#### Data to examine

PR #267, opened 2025-01-31
IR-771: Copy constant enumerations in to database tables

ushkarev:
…for use only in reporting; Analytical Platform & DPR.

The application will continue to only use all values solely from internal constants in `uk.gov.justice.digital.hmpps.incidentreporting.constants`.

########

* _Task_: Please say how many lines in the records above contain the word "only", giving the number alone.

* _Solution to this exercise_: 2